Suddenly several adventurers sprang up, no one knew whence, who, alone, castaways of civilization, men of all classes, from the highest to the most humble, belonging to all nations, but chiefly to the French, perched themselves like vultures on an imperceptible islet in the Atlantic, and undertook to contend against the Spanish power, after declaring a merciless war on their private authority. Attacking the Spanish fleet with unheard-of audacity, and, like a gadfly fastened to a lion's flank, holding in check the Spanish Colossus, they compelled it to treat with them on equal terms, with no other help but their courage and their energetic will.

In a few years their incredible exploits and audacious coups de main inspired the Spaniards with such terror, and acquired for themselves such a great and merited reputation, that the disinherited of fortune, the seekers of adventures, flocked from all parts of the world to the island that served them as a refuge, and their number was so enormously augmented, that they almost succeeded in forming themselves into a nationality by the sole force of their will, and their boldness.
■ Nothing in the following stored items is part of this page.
PR #1276, opened 2025-06-21
Add support for logging unique user ids for telemetry

anj-s:
* Based off clearcut-logging
* Added unique user ids by storing a UUID in the user's home directory.
* Add support for setting the disable property in the settings file

### DIFF
--- a/packages/core/src/utils/user_id.ts
+++ b/packages/core/src/utils/user_id.ts
@@ -1,0 +1,55 @@
+/**
+ * @license
+ * Copyright 2025 Google LLC
+ * SPDX-License-Identifier: Apache-2.0
+ */
+
+import * as os from 'os';
+import * as fs from 'fs';
+import * as path from 'path';
+import { randomUUID } from 'crypto';
+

Let us say in a few words, who these men were, and what was the origin of their strange fortune.

For this purpose we must return to the Spaniards.

The latter, after their immense discoveries in the New World, had obtained from Pope Alexander VI. a bull which conceded to them the exclusive possession of the two Americas.

Supported by this bull, and considering themselves the sole owners of the New World, the Spaniards tried to keep all other nations away from it, and began to treat as corsairs all the vessels they came across between the two tropics.

Their maritime power, and the important part they played at that time on the American continent did not leave the governments the power of protesting, as they would have desired, against this odious tyranny.

Then it happened that English and French outfitters, excited by the thirst of gain, and paying no heed to the Spanish pretensions, equipped vessels which they dispatched to the so-coveted rich regions, to cut off the Spanish transports, plunder the American coast, and fire the town.

Treated as pirates, these bold sailors frankly accepted the position offered them, committed awful excesses wherever they landed, carried off rich spoil, and despising the law of nations, and not caring whether the Spaniards were at war or not with the countries to which they belonged, they attacked them wherever they met them.

The Spaniards, entirely engaged with rich possessions in Mexico, Peru, and generally on the Continent, which were mines of inexhaustible wealth for them, had committed the fault of neglecting the Antilles, which stretch from the Gulf of Mexico to the Gulf of Maracaibo, and only established colonies in the four large islands of that archipelago.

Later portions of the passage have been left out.